### Exercise directions
Using the data below, copy every line that contains the word "wrong".

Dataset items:
----

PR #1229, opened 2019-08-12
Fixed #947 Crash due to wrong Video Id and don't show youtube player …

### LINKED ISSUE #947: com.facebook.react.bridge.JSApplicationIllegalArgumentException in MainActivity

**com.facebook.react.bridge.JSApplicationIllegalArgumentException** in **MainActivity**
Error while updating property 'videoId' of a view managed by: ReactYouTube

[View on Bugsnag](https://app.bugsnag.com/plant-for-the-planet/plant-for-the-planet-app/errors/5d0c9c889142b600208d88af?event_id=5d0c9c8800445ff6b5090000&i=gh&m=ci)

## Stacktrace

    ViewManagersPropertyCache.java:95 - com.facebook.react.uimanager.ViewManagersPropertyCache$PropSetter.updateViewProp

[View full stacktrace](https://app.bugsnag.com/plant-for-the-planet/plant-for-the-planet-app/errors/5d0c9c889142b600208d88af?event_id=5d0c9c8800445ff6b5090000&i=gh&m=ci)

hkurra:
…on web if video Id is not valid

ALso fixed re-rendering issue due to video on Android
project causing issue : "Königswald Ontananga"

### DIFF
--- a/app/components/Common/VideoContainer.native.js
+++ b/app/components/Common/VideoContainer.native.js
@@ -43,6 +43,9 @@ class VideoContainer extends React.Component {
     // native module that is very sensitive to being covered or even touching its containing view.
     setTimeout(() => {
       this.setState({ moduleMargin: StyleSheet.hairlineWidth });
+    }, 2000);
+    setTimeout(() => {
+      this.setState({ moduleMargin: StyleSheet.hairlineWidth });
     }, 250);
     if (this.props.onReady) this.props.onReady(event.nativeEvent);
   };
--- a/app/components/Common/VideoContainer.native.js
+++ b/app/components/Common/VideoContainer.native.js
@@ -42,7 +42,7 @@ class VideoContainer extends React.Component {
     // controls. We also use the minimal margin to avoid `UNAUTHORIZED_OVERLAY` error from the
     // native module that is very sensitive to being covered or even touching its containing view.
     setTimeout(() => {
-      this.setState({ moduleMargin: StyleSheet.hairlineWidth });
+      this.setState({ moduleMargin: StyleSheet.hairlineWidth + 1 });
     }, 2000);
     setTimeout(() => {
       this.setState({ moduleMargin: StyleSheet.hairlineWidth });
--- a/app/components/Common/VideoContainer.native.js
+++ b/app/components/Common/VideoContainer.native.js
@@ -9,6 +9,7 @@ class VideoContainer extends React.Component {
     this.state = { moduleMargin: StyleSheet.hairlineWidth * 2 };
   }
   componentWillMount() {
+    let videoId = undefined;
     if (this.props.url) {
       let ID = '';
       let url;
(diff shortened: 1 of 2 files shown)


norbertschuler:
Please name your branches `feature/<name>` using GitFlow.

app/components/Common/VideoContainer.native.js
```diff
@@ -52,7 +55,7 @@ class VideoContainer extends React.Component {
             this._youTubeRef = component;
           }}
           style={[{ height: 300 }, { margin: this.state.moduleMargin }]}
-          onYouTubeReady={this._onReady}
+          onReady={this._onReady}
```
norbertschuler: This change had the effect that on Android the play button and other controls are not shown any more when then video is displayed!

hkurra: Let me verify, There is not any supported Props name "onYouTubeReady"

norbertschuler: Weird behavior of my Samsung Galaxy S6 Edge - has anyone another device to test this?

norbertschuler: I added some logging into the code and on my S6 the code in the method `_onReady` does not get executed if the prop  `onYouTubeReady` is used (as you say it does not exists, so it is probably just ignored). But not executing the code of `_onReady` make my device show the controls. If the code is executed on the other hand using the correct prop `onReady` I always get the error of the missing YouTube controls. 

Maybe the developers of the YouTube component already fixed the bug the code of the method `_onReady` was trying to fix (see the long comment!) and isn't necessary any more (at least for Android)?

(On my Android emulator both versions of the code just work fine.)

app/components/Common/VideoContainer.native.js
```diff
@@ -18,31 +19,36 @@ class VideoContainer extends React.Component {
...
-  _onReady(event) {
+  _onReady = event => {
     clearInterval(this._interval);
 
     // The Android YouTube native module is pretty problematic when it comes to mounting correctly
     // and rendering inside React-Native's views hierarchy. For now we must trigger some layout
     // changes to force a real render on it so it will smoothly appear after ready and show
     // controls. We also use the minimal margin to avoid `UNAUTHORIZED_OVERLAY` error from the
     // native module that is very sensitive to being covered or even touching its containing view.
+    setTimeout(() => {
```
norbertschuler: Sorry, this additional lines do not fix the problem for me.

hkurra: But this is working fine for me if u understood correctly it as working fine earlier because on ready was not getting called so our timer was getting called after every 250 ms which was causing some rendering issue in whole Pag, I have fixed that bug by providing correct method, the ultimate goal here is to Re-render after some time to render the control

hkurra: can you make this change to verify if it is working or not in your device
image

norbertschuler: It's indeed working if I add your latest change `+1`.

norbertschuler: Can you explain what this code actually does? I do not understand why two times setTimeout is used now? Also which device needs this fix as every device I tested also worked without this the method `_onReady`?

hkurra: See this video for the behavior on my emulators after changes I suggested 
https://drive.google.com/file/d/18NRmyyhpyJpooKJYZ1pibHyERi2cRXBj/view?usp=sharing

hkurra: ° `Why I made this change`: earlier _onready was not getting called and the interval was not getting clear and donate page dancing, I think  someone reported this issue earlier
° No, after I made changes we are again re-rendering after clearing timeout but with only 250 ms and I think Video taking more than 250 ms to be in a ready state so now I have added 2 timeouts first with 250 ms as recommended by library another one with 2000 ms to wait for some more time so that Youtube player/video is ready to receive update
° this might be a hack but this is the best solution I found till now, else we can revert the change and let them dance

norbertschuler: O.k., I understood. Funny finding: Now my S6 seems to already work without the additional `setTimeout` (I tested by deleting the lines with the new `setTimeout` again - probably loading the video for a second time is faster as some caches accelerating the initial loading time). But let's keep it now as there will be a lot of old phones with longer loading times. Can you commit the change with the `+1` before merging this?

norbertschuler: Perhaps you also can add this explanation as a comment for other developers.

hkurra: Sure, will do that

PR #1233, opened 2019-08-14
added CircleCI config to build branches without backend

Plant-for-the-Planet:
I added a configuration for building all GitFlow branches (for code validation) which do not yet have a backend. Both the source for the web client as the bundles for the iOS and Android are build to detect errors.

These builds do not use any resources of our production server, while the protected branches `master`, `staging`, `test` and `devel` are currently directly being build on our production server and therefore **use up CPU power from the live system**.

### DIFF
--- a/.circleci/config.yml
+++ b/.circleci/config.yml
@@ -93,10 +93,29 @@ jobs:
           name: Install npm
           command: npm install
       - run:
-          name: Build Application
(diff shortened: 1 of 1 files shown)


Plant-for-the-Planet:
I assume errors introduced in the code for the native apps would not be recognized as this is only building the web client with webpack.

----

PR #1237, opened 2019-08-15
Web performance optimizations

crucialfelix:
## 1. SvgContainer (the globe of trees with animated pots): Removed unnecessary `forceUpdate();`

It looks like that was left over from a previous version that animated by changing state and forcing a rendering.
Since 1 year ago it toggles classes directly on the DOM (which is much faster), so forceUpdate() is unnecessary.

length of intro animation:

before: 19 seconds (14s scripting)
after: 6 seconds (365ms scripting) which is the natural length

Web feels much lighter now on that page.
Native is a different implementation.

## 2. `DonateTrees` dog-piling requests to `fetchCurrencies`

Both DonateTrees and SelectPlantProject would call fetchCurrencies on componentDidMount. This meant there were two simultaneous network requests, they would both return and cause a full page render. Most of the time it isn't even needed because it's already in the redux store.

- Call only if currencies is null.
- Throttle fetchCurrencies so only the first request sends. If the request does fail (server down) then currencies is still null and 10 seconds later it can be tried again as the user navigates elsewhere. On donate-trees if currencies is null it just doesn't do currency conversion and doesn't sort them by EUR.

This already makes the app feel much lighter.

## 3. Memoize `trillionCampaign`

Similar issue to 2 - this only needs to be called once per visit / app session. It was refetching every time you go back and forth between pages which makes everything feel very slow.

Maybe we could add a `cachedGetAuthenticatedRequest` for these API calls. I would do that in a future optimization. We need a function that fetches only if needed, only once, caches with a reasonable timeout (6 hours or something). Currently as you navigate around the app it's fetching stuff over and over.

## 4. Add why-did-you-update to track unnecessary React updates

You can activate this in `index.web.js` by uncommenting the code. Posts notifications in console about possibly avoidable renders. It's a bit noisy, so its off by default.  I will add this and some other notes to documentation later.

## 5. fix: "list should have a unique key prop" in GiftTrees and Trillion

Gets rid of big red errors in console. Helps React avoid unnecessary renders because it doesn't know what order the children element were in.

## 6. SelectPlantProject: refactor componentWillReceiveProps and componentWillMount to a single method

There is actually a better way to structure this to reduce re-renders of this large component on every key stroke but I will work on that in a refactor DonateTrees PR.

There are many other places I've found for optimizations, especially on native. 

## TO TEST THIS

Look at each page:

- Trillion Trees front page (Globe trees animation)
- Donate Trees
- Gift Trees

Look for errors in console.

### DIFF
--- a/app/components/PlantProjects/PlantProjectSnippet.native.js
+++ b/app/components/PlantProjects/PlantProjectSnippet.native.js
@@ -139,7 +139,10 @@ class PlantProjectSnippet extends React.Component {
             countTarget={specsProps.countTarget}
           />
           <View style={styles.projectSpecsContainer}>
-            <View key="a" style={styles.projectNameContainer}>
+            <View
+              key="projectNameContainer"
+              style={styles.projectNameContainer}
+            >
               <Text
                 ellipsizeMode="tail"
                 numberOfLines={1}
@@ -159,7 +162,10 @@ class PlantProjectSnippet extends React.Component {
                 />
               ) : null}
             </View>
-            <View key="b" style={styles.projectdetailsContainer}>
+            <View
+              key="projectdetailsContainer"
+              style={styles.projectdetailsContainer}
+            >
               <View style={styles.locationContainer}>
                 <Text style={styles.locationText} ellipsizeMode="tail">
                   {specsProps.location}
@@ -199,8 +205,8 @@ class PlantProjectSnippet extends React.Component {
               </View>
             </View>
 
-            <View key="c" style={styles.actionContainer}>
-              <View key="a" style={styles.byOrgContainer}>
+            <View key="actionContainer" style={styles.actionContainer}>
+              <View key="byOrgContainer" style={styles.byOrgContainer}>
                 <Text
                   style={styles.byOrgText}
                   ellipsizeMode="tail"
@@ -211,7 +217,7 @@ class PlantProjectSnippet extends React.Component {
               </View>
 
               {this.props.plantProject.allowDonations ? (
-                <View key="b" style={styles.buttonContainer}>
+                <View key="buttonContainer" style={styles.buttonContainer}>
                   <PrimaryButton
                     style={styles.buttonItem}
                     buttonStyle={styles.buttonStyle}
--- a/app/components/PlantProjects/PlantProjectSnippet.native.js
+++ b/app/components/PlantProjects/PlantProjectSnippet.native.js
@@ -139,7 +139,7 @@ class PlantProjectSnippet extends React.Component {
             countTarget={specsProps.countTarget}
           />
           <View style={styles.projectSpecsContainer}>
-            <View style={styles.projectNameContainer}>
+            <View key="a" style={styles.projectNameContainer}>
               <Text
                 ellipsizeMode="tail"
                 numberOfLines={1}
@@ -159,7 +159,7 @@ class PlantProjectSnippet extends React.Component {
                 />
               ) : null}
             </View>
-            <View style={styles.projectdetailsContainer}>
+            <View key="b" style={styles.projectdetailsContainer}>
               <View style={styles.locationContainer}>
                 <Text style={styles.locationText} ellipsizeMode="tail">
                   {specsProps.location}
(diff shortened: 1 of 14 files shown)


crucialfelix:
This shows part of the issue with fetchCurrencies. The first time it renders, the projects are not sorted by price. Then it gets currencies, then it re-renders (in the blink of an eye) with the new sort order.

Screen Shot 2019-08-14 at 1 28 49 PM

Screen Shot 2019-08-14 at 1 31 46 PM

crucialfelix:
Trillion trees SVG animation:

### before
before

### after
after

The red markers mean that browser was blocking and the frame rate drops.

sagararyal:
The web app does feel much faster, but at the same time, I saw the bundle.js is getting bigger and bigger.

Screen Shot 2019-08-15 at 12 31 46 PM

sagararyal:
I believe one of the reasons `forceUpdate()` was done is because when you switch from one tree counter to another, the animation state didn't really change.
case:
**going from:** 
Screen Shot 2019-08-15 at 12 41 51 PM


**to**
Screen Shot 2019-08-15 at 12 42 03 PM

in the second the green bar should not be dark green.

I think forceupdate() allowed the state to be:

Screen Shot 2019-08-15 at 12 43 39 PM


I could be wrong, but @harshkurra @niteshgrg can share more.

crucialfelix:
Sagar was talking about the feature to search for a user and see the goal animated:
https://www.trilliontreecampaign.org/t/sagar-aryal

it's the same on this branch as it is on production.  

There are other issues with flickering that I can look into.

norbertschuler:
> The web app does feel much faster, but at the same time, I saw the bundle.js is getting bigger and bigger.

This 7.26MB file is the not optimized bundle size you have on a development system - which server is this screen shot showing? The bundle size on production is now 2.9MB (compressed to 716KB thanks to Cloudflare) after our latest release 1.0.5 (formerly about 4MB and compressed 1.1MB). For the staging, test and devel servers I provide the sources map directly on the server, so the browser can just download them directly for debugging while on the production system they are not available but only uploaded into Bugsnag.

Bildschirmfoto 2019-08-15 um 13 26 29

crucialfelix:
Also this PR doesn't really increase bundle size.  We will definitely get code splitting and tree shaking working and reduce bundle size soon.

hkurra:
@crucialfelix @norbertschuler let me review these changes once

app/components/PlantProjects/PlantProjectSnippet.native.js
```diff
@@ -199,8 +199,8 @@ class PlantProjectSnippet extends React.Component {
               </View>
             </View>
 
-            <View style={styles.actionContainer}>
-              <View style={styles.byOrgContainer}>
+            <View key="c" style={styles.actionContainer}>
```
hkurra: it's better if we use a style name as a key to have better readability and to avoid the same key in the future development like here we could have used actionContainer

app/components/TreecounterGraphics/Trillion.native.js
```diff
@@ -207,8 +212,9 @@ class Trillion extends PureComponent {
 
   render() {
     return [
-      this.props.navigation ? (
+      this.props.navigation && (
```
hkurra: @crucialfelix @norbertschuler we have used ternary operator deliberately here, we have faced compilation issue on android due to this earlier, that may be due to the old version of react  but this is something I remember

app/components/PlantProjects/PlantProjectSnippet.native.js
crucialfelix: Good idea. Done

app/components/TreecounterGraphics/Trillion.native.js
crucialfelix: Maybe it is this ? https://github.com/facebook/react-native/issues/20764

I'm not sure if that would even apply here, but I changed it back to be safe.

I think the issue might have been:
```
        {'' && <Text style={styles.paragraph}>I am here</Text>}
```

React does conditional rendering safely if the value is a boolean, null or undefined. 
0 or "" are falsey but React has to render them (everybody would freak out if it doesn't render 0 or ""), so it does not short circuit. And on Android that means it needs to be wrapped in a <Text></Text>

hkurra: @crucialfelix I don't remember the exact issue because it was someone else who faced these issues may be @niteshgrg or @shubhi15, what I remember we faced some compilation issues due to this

----

### Solution for this problem
Fixed #947 Crash due to wrong Video Id and don't show youtube player …
I could be wrong, but @harshkurra @niteshgrg can share more.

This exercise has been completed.